◆ **Data extracts**
Issue #3903, opened 2022-04-29
Livetime info is misleading?


luca-giunti:
**Gammapy version**
0.19

**Bug description**
I find that the current handling of the `livetime` entry in the Map/SpectrumDataset `info_dict` is a bit misleading. It can lead to unexpected situations like the following: an empty dataset cutout or a spectrum dataset extracted from an empty region can have nonzero `livetime`, since the latter is propagated by simply adding up the `livetime` value every time that two datasets are stacked. I show this in an [example notebook](https://github.com/luca-giunti/share/blob/master/debug.ipynb). 

Basically, the `livetime` value shown in the `info_dict` corresponds to the total livetime of the parent stacked dataset, which is well defined but (I think) a bit useless. In any case it should perhaps not be propagated as-is to cutouts or spectrum datasets.

adonath:
Thank @luca-giunti! I agree storing the livetime as a single number is not the best solution as it gives rise to issue like the one you reported here. I remember we discussed a similar issue in the context of stacking datasets before. @registerrier proposed to not stack the livetime if the mask safe was all zero. However this is not a good solution either, because the different value of even a single pixel would change the behavior. I think the only correct and reasonable solution is to work with a livetime map here. It‘s the only way to store the information correctly and pass it on to other datasets.

registerrier:
Livetime maps creation functions have been introduced. We can close now.

PR #4407, opened 2023-03-23
Add a livetime map on dataset

AtreyeeS:
This addresses #3903 by adding a new member on the `MapDataset`.
The serialisation is not implemented.

### DIFF
--- a/gammapy/datasets/map.py
+++ b/gammapy/datasets/map.py
@@ -127,6 +127,8 @@ class MapDataset(Dataset):
     meta_table : `~astropy.table.Table`
         Table listing information on observations used to create the dataset.
         One line per observation for stacked datasets.
+    livetime_map : `~gammapy.maps.WcsNDMap`
+        The (non-acceptance corrected) livetime at each position of the map
 
     If an `HDULocation` is passed the map is loaded lazily. This means the
     map data is only loaded in memory as the corresponding data attribute
@@ -180,6 +182,7 @@ class MapDataset(Dataset):
     psf = LazyFitsData(cache=True)
     mask_fit = LazyFitsData(cache=True)
     mask_safe = LazyFitsData(cache=True)
+    livetime_map = LazyFitsData(cache=True)
 
     _lazy_data_members = [
         "counts",
@@ -189,6 +192,7 @@ class MapDataset(Dataset):
         "mask_fit",
         "mask_safe",
         "background",
+        "livetime_map",
     ]
 
     def __init__(
@@ -204,6 +208,7 @@ class MapDataset(Dataset):
         gti=None,
         meta_table=None,
         name=None,
+        livetime_map=None,
     ):
         self._name = make_name(name)
         self._evaluators = {}
@@ -234,6 +239,7 @@ class MapDataset(Dataset):
         self.gti = gti
         self.models = models
         self.meta_table = meta_table
+        self.livetime_map = livetime_map
 
     # TODO: keep or remove?
     @property
@@ -573,6 +579,9 @@ class MapDataset(Dataset):
             "gti", GTI.create([] * u.s, [] * u.s, reference_time=reference_time)
         )
         kwargs["mask_safe"] = Map.from_geom(geom, unit="", dtype=bool)
+        kwargs["livetime_map"] = kwargs["mask_safe"].reduce_over_axes(
+            func=np.logical_or
+        ) * (0.0 * u.s)
         return cls(**kwargs)
 
     @classmethod
@@ -813,6 +822,9 @@ class MapDataset(Dataset):
             self.meta_table = hstack_columns(self.meta_table, other.meta_table)
         elif other.meta_table:
             self.meta_table = other.meta_table.copy()
+
+        if self.livetime_map and other.livetime_map:
+            self.livetime_map.stack(other.livetime_map, weights=other.mask_safe_image)
 
     def stat_array(self):
         """Statistic function value per bin given the current model parameters"""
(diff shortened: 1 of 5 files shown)


gammapy/datasets/map.py
```diff
@@ -204,6 +208,7 @@ def __init__(
         gti=None,
         meta_table=None,
         name=None,
+        livetime_map=None,
```
adonath, line 211: Please rename to `livetime`, the other attributes do not carry the `_map` prefix either. The type can be clarified in the docstring.

gammapy/datasets/map.py
```diff
@@ -573,6 +579,9 @@ def from_geoms(
             "gti", GTI.create([] * u.s, [] * u.s, reference_time=reference_time)
         )
         kwargs["mask_safe"] = Map.from_geom(geom, unit="", dtype=bool)
+        kwargs["livetime_map"] = kwargs["mask_safe"].reduce_over_axes(
```
adonath, line 582: The livetime can be initialized as a non-masked map. Just as for the other qualities the mask will be applied in `.stack()` and `.to_masked()`

gammapy/makers/map.py
```diff
@@ -412,4 +414,9 @@ def run(self, dataset, observation):
 
             kwargs["edisp"] = edisp
 
+        kwargs["livetime_map"] = (
+            kwargs["mask_safe"].reduce_over_axes(func=np.logical_or)
```
adonath, line 418: I would leave the livetime map un-masked here...

adonath (commented):
Thanks @AtreyeeS, this is useful information added to the `MapDataset`. One more general comment: I think the livetime map also has to be stored as 3D map. When stacking different observations can have different energy thresholds resulting in an energy dependent livetime.

Currently the scalar livetime is stored in the exposure map as well, this could probably be deprecated. But I would need to think about how...

AtreyeeS:
@adonath We discussed this a bit yesterday, and if we correct for the energy, why not for the acceptance? This information is then correctly available in the exposure map, and, we show how to calculate a livetime map in the HESS tutorial.

This map is useful to because people often want to quote "there were x hours of observations of this region"

I added the `_map` tag to not confuse with the `livetime` present on the `info_dict` (which is taken from the  exposure map). Even if deprecated, we need to support both for the next version, no?

gammapy/datasets/map.py
adonath: No, but `Map.from_geom(geom, unit="s")` is simpler I guess..

gammapy/makers/map.py
AtreyeeS: The livetime map for a single observation should take the mask into account

adonath: For single observations we leave the quantities unmasked. The mask is only applied when stacking or calling `.to_masked()`. This has the huge advantage that the safe data range can be modified after data reduction if needed.

AtreyeeS:
I made the `livetime_map` hidden. We can expose this once we have some clarity on the meta handling. I can start to prepare a PIG for this. Maybe this PR can be merged independently ?

gammapy/makers/map.py
AtreyeeS: Yes indeed, my bad. If the counts are there, then the livetime should also be.

gammapy/datasets/map.py
```diff
@@ -127,6 +127,8 @@ class MapDataset(Dataset):
     meta_table : `~astropy.table.Table`
         Table listing information on observations used to create the dataset.
         One line per observation for stacked datasets.
+    livetime_map : `~gammapy.maps.WcsNDMap`
```
bkhelifi, line 130: As the livetime_map is hidden, should we describe it into the docstring?

gammapy/datasets/map.py
```diff
@@ -1877,6 +1887,7 @@ def resample_energy_axis(self, energy_axis, name=None):
         else:  # None or EDispMap
             kwargs["edisp"] = self.edisp
 
+        kwargs["_livetime_map"] = self._livetime_map
```
bkhelifi, line 1890: Maybe one should add a `if self._livetime_map is not None:` ...

gammapy/datasets/map.py
```diff
@@ -2239,7 +2255,7 @@ def to_map_dataset(self, name=None):
         The background model template is taken as alpha * counts_off
 
         Parameters
-        ----------
+        ----------c
```
bkhelifi, line 2258:
```suggestion
        ----------
```

gammapy/datasets/tests/test_map.py
```diff
@@ -930,6 +934,7 @@ def test_stack(sky_model):
     assert_allclose(stacked.mask_safe.data.sum(), 4600)
     assert_allclose(stacked.mask_fit.data.sum(), 4600)
     assert_allclose(stacked.exposure.data.sum(), 1.6e11)
+    assert_allclose(stacked._livetime_map.data.sum(), 240000.0)
 
     assert_allclose(stacked.meta_table["OBS_ID"][0], [0, 1])
```
bkhelifi, line 940: One could profit of this PR to check if the metadata livetime exists and contains the correct value

bkhelifi:
A side question, do you test that the mask is correctly applied when computing the livetime_map?

adonath:
The livetime map could be handled as meta information in its own data structure. See #4491.

bkhelifi:
Based on the work associated to the PIG 25 about metadata container, this information could be added in the metadata of the dataset class.
What is the best strategy? Wait for this DatasetMetadataClass or do the merge and then update the code with the future metadata class?

AtreyeeS:
Tutorial showed in #4817 
Meta information will be added later

PR #4408, opened 2023-03-23
Add plot function for 1D distribution of map data

MRegeard:
This pull request is for the implementation of a function that allows to plot the 1D distribution of the data of a map. 

It takes as main parameter an instance of `gammapy.maps.Map`. If the dimension of map.data is less than 3, it will display a single plot. Otherwise it will plot a grid of plot as in the `plot_grid` methods that we have. 

I give the possibility to make fit of the distribution using `scipy.stats`. The function that is used for fitting can be taken from all the continuous distribution that `scipy.stats` offers. 

For the handling of the `**kwargs`, the user can put both kwargs for `matplotlib.pyplot.hist` and `matplotlib.axes.Axes`. I then automatically detect the kwargs that are for `hist` and the ones that are for `Axes`.

The main use case for this function is probably going to be plotting the distribution of significance over a map as it is shown here : https://docs.gammapy.org/dev/tutorials/analysis-2d/ring_background.html .
But since it is a general function it can actually plot any data as a 1D histogram distribution. 

I still need to make some tests.


gammapy/visualization/utils.py
```diff
@@ -280,3 +286,111 @@ def plot_theta_squared_table(table):
...
+        if idx > len(data) - 1:
+            axe.set_visible(False)
+            continue
+        d = data[idx]
+        axe.hist(d.flatten(), **hist_dict)
+
+        fit_parameters = []
+        if fit:
+
+            function = getattr(scipy.stats._continuous_distns, fit_function)
```
adonath, line 379: We should not rely on private namespaces like `_continuous_distns`, probably the distributions are just visible in `scipy.stats` as well? If not users can also just pass the method themselves (so not via a string but just the actual function object).

MRegeard: The thing is that there are not continuous distribution in `scipy.stats` , and I am not sure that we would want that. 
But I guess it's fine if the user pass directly the object.

MRegeard:
> 

Ok noted. I am going to look at this. 
For the fit I originally did that because when we plot the significance distribution, we usually do a quick fit of the data to get the parameters of the normal distribution. 
But I get your point.

adonath:
@MRegeard Ar you working on this? If it helps I could provide an independent implementation of the `.to_region_nd_map_hist()` method...

MRegeard:
@adonath not yet ...
Indeed it would helpful, if it's not to much for you.

adonath:
@MRegeard I'm working on it now. I will CC for review...

gammapy/visualization/utils.py
```diff
@@ -280,3 +286,111 @@ def plot_theta_squared_table(table):
...
+    axes : `~numpy.ndarray` of `~matplotlib.pyplot.Axes`
+        Array of Axes.
+    """
+
+    if not isinstance(map_, Map):
+        raise TypeError(
+            f"map_ must be an instance of gammapy.maps.Map, given {type(map_)}"
+        )
+
+    hist_args = list(inspect.signature(plt.hist).parameters)
```
adonath, line 325: This is a very interesting approach of separating the keyword arguments. Right now I'm not sure if this really works, if there are non-unique parameters it must fail I guess. 

In Gammapy we typically have have approach to introduce different `kwargs` arguments like, `kwargs_hist`, `kwargs_axes`, `kwargs_patch`, this is slightly more inconvenient for the users, but simpler, easier to document and guaranteed to work.

MRegeard: Yes I have tested it so it is working here ! I have checked that there are no shared parameters between these two objects. But yes it's probably not working if there are common parameters. 

I should probably stick to Gammapy way of handeling `kwargs` ! 

(I working on this function now !)

MRegeard:
@adonath the other question here is should we keep the fit functionality or let the user do it ?

adonath:
@MRegeard I think it is definitely convenient for users! The only technical concern I have is that it is build into the plotting function. This means for example if a fit fails, user have no way of interacting with the fit.  Can we re-use https://docs.scipy.org/doc/scipy/reference/generated/scipy.stats.fit.html? The returned `FitResult` object has a `.plot(ax=ax)` method. Such that something like this works:

```python3
from scipy import stats

result = stats.fit(...)
result.plot(ax=ax)
```
I just noticed that for the Scipy fit we need the unbinned data. I will think about it once again...

registerrier:
What is the status here @MRegeard ? Do we need to merge #4508 first?
Could you rebase to solve the merge conflicts?

MRegeard:
Yes we need to merge #4508 first and then it should be pretty straight forward. 
Yes I will rebase.

MRegeard:
I thought I would be able to use the `plot_grid()` method of `RegionNDMap` but when I apply `to_region_nd_map_histogram` to a `WcsNDMap`, since it creates another non spatial axis (bins) to the map I cannot use `plot_grid`.

So at the moment I create a "plot_grid" in the plot function. If the dimension of the map is 1 then it is just a normal plot. 

Maybe it would be nice to have a kwargs that specify the axis on which to grid in `plot_grid` to allow for multiple non-spatial dimension map. 

I think that for now it can stay like this and we can apply modification later. 

For the kwargs handeling, should I create two different dictionaries, to stick with gammapy way or is it good like this?

gammapy/visualization/utils.py
```diff
@@ -178,3 +183,102 @@ def plot_theta_squared_table(table):
...
+
+        axe = axes.flat[idx]
+        if idx > len(data) - 1:
+            axe.set_visible(False)
+            continue
+        d = data[idx][np.isfinite(data[idx])]
+        axe.hist(d, **hist_dict)
+
+        if fit:
+
```
registerrier, line 270:
```suggestion
```

registerrier (commented):
Thanks @MRegeard . This looks good. If the algorithm is limited `WcsNDMap` specify it directly.

registerrier (commented):
Thanks @MRegeard . This looks good. If the algorithm is limited `WcsNDMap` specify it directly.

gammapy/visualization/utils.py
```diff
@@ -178,3 +183,101 @@ def plot_theta_squared_table(table):
...
+        returns None.
+    axes : `~numpy.ndarray` of `~matplotlib.pyplot.Axes`
+        Array of Axes.
+    """
+
+    from gammapy.maps import WcsNDMap  # import here because of circular import
+
+    if not isinstance(wcs_map, WcsNDMap):
+        raise TypeError(
+            f"map_ must be an instance of gammapy.maps.Map, given {type(wcs_map)}"
```
registerrier, line 221:
```suggestion
            f"map_ must be an instance of gammapy.maps.WcsNDMap, given {type(wcs_map)}"
```

gammapy/visualization/utils.py
```diff
@@ -178,3 +183,101 @@ def plot_theta_squared_table(table):
...
+
+
+def plot_distribution(wcs_map, ax=None, ncols=3, fit=True, dist=stats.norm, **kwargs):
+    """
+    Plot the 1D distribution of data inside a map as a histogram. If the dimension of the map is smaller than 2,
+    a unique plot will be displayed. Otherwise, if the dimension is 3 or greater, a grid of plot will be displayed.
+
+    Parameters
+    ----------
+    wcs_map : an instance of `~gammapy.maps.WcsMap`
```
registerrier, line 195:
```suggestion
    wcs_map : an instance of `~gammapy.maps.WcsNDMap`
```

registerrier (dismissed):
Thanks @MRegeard . There are still two minor typos. Otherwise looks good to me.

gammapy/visualization/utils.py
```diff
@@ -178,3 +183,101 @@ def plot_theta_squared_table(table):
...
+    if not isinstance(wcs_map, WcsNDMap):
+        raise TypeError(
+            f"map_ must be an instance of gammapy.maps.WcsNDMap, given {type(wcs_map)}"
+        )
+
+    hist_args = list(inspect.signature(plt.hist).parameters)
+    patches_args = list(inspect.signature(matplotlib.patches.Patch).parameters)
+    all_hist_args = np.unique(hist_args + patches_args)
+
+    hist_dict = {k: kwargs.pop(k) for k in dict(kwargs) if k in all_hist_args}
```
registerrier, line 228: These two dictionaries should be made optional arguments of the method.

gammapy/visualization/utils.py
```diff
@@ -178,3 +183,101 @@ def plot_theta_squared_table(table):
...
+        A map that contains data to be plotted.
+    ax : `~matplotlib.axes.Axes` or list of `~matplotlib.axes.Axes`
+        Axis object to plot on. If a list of Axis is provided it has to be the same length as the length of _map.data.
+    ncols : int
+        Number of columns to plot if a "plot grid" was to be done.
+    fit : bool
+        Whether to perform a fit of the distribution of data. If True, the fit is performed by `scipy.stats`.
+    dist : `scipy.stats.rv_continuous` or `scipy.stats.rv_discrete`
+        The distribution to use for the fit.
+    **kwargs : dict
```
registerrier, line 205: Please make this argument two distinct arguments e.g. `hist_kwargs` and `axes_kwargs`

gammapy/visualization/utils.py
```diff
@@ -178,3 +183,101 @@ def plot_theta_squared_table(table):
...
+
+            x = np.linspace(np.min(d), np.max(d), 100)
+            y = dist.pdf(x, *result.params)
+
+            axe.plot(x, y, label="Fit")
+
+        axe.set(**axes_dict)
+        axe.legend()
+
+        print(result)
```
registerrier, line 280: It might be better to use logging for this: `log.info(result)`

registerrier (commented):
Sorry @MRegeard , still a few remaining issues

registerrier (commented):
Sorry @MRegeard , still a few remaining issues

adonath:
@MRegeard One last comment, please use the following pattern instead:

```
def func(..., kwargs_some=None):
    kwargs_some = {} or kwargs_some
```
The reason is e.g. explained here: https://florimond.dev/en/posts/2018/08/python-mutable-defaults-are-the-source-of-all-evil/

registerrier:
Can you rebase @MRegeard ? The CI fail is now corrected in main.

MRegeard:
I move back to fitting directly on the scipy distribution and not using the `scipy.stats.fit` because it sometime does bad things (and says that the fit is good)

MRegeard:
I modify the fitting interface to `scipy.optimize.curve_fit`. Now the user has to define a function to pass to `curve_fit` himself, and put it in the `func` argument of the plot function. I think it is better because it allows for more flexibility. 
This also enable access to more information on the fit (covariance, "fit result", etc). 
I added a argument for kwargs to pass to `curve_fit`. 
I also added an example in the docstring.

gammapy/visualization/utils.py
```diff
@@ -178,3 +181,135 @@ def plot_theta_squared_table(table):
...
+            continue
+        d = data[idx][np.isfinite(data[idx])]
+        n, bins, _ = axe.hist(d, **kwargs_hist)
+
+        if fit:
+            centers = 0.5 * (bins[1:] + bins[:-1])
+
+            pars, cov, infodict, message, _ = curve_fit(func, centers, n, **kwargs_fit)
+
+            result_dict = {"param": pars, "covar": cov, "info_dict": infodict}
```
registerrier, line 301: to be useful in case of cubes, the dict might need the axes indices or their edges/center

registerrier (approved):

I have left some small inline comments. The main remaining one is that `fit` can be removed from arguments as the presence of `func` is enough to determine whether a fit is necessary or not.

gammapy/visualization/utils.py
```diff
@@ -178,3 +181,135 @@ def plot_theta_squared_table(table):
...
+    wcs_map : an instance of `~gammapy.maps.WcsNDMap`
+        A map that contains data to be plotted.
+    ax : `~matplotlib.axes.Axes` or list of `~matplotlib.axes.Axes`
+        Axis object to plot on. If a list of Axis is provided it has to be the same length as the length of _map.data.
+    ncols : int
+        Number of columns to plot if a "plot grid" was to be done.
+    fit : bool
+        Whether to perform a fit of the distribution of data. If True, the fit is performed by `scipy.stats`.
+    func : function object
+        The function to pass to `scipy.optimize.curve_fit`
```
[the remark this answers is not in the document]
MRegeard: I am using `curve_fit` because you can have access to the covariance matrix of the fit, therefore to the error of the parameters. Moreover, I think it is more flexible, user can input some fancy function that they would have define before. The fit will basically work with every function.

gammapy/visualization/tests/test_utils.py
```diff
@@ -71,3 +73,35 @@ def test_plot_map_rgb():
...
+
+    energy_axis_10 = MapAxis.from_energy_bounds(1 * u.TeV, 10 * u.TeV, 10)
+    map_empty = WcsNDMap.create(npix=(100, 100), axes=[energy_axis_10])
+
+    def fit_func(x, mu, sigma):
+        return norm.pdf(x, mu, sigma)
+
+    with mpl_plot_check():
+        res, axes = plot_distribution(
+            wcs_map=map_, func=fit_func, kwargs_hist={"bins": 40}
```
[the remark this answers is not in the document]
MRegeard: Because of `curve_fit`, you need to define a python function that take the parameter to fit (here in the case of `norm` : `mu`and `sigma`), so that `curve_fit` knows which parameter to fit.

gammapy/visualization/utils.py
```diff
@@ -178,3 +181,135 @@ def plot_theta_squared_table(table):
...
+
+    Parameters
+    ----------
+    wcs_map : an instance of `~gammapy.maps.WcsNDMap`
+        A map that contains data to be plotted.
+    ax : `~matplotlib.axes.Axes` or list of `~matplotlib.axes.Axes`
+        Axis object to plot on. If a list of Axis is provided it has to be the same length as the length of _map.data.
+    ncols : int
+        Number of columns to plot if a "plot grid" was to be done.
+    fit : bool
```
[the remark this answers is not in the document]
MRegeard: Yes, true!

gammapy/visualization/utils.py
MRegeard: Done ! Not sure of the naming I put though.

◆ **What is needed**
Among the lines above, repeat exactly those from the line with "not yet ..." to the line with "adonath, line 325: This", counting both ends.

◆ **Written response**
@adonath not yet ...
Indeed it would helpful, if it's not to much for you.

adonath:
@MRegeard I'm working on it now. I will CC for review...

gammapy/visualization/utils.py
```diff
@@ -280,3 +286,111 @@ def plot_theta_squared_table(table):
...
+    axes : `~numpy.ndarray` of `~matplotlib.pyplot.Axes`
+        Array of Axes.
+    """
+
+    if not isinstance(map_, Map):
+        raise TypeError(
+            f"map_ must be an instance of gammapy.maps.Map, given {type(map_)}"
+        )
+
+    hist_args = list(inspect.signature(plt.hist).parameters)
```
adonath, line 325: This is a very interesting approach of separating the keyword arguments. Right now I'm not sure if this really works, if there are non-unique parameters it must fail I guess. 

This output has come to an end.